US 12,277,627 B1
Correction of ultrasound probe-induced metal artifacts in X-ray based imaging systems
Sathyathas Puvanasunthararajah, Logan Central (AU); Saskia Camps, Prangins (CH); Davide Fontanarosa, Bulimba (AU); Adriano Garonna, Geneva (CH); and Marie-Luise Wille, Jindalee (AU)
Assigned to Queensland University of Technology, Brisbane (AU)
Filed by Queensland University of Technology, Brisbane (AU)
Filed on Aug. 29, 2022, as Appl. No. 17/897,771.
Claims priority of provisional application 63/237,856, filed on Aug. 27, 2021.
Int. Cl.

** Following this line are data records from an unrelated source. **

PR #73, opened 2025-04-21
Parse parameter descriptions from docstring into MCP tool

marcelomendoncasoares:
## Summary
This PR enhances the MCP server by extracting parameter descriptions from Python docstrings - that would appear in the tools description - and passing them to the proper `description` field of each parameter. The change improves quality of tool documentation available to LLMs.

## Testing
The PR includes test coverage to validate the parameter description extraction functionality. Tests ensure that docstrings in various formats are correctly parsed and that the parameter descriptions are properly integrated into MCP tools.

## Impact
This enhancement will improve the parsing of the tools by LLMs and also the tool evaluating experience for users. Below is an example of the tool listing on RooCode before and after the change:

Before | After
:-------------------------:|:-------------------------:
image | image

### DIFF
--- a/src/serena/mcp.py
+++ b/src/serena/mcp.py
@@ -10,6 +10,7 @@ from logging import Formatter, Logger, StreamHandler
 from typing import Any, Literal
 
 import click  # Add click import
+import docstring_parser
 from mcp.server.fastmcp import server
 from mcp.server.fastmcp.server import FastMCP, Settings
 from mcp.server.fastmcp.tools.base import Tool as MCPTool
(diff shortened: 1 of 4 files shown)


src/serena/mcp.py
```diff
@@ -41,6 +41,36 @@ class SerenaMCPRequestContext:
...
+def _process_parameter_descriptions(
+    parameters_properties: dict[str, dict[str, Any]],
+    func_doc: str,
+) -> str:
+    """
+    Move the parameter descriptions from the docstring to the parameters properties
+    and return the docstring without the parameter descriptions, but keeping the
+    return description if present.
+    """
+    split_docs = func_doc.split(":param ")
```
MischaPanch: Is there a library that can do the docstring parsing for us? Like sphinx but maybe less heavy?

Apart from that, some comments:

1. Generally, a function should either return or have a side-effect, not both
2. Since you are importing it in tests, it should not be private. In fact, I suggest just moving the logic to make_tool, we don't need a separate function for that. You can write a block comment on what this is doing. This way there are also no problems with mutation of user input. The tests should then be rewritten to use make_tool (by definining tools with docstrings on apply within tests)

test/serena/test_mcp.py
```diff
@@ -0,0 +1,139 @@
+"""Tests for the mcp.py module in serena."""
+
+from serena.mcp import _process_parameter_descriptions
+
+
+def test_basic_parameter_processing() -> None:
```
MischaPanch: as mentioned above, pls test the logic of param processing by directly using make_tool. If there is a docstring parsing library we can use (I strongly suspect so), we don't need almost any tests - just one would be enough

MischaPanch (changes requested):
Thanks! This is really helpful, some small comments on code organization

src/serena/mcp.py
marcelomendoncasoares: Agree with you that its surely a better approach to use an existing lib. I implemented without one to avoid adding a dependency, but just changed to use the [docstring_parser](https://pypi.org/project/docstring_parser/) library. Tests were  first refactored to target the `make_tool` function, as suggested.

test/serena/test_mcp.py
marcelomendoncasoares: Done.

MischaPanch:
Thanks, merging. I might delete some tests later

G06T 11/00 (2006.01); A61B 6/00 (2024.01); A61B 6/03 (2006.01); A61B 34/20 (2016.01); A61N 5/10 (2006.01)
CPC G06T 11/008 (2013.01) [A61B 6/032 (2013.01); A61B 6/4417 (2013.01); A61B 6/5258 (2013.01); A61B 34/20 (2016.02); A61N 5/103 (2013.01); G06T 2211/421 (2013.01)] 20 Claims
OG exemplary drawing
 
1. A system for correcting metal artifacts in an X-ray image of a subject, said system comprising:
a processor configured to:
obtain an original digital object corresponding to an original X-ray image with an X-ray based imaging system;
identify, within said original digital object, metal data associated with a device externally mounted to said subject to define a metal-only digital object;
generate a first tissue classified digital object from said original digital object;
incorporate a spatial relationship among adjacent pixels of said original digital object;
generate a metal-only sinogram from said metal-only digital object;
generate a first tissue classified sinogram from said first tissue classified digital object;
generate an original sinogram from said original digital object;
dilate and smooth said metal-only sinogram;
combine said metal-only sinogram, said first tissue classified sinogram, and said original sinogram to create an initial metal artifact reduction (MAR) digital object;
calculate differences of represented weighted linear attenuation coefficients between corresponding pixels of said original digital object and said initial MAR digital object;
identify pixels having said differences that are within a predetermined range;
designate said pixels identified in the step of identifying pixels as soft tissue on said initial MAR digital object;
generate a second tissue classified digital object from said MAR digital object;
generate a combined tissue classified digital object from said first tissue classified digital object and said second tissue classified digital object;
calculate mean absolute differences between corresponding pixels of said first tissue classified digital object and said second tissue classified digital object;
add said mean absolute differences with said first tissue classified digital object; and
generate a combined sinogram from said combined tissue classified digital object.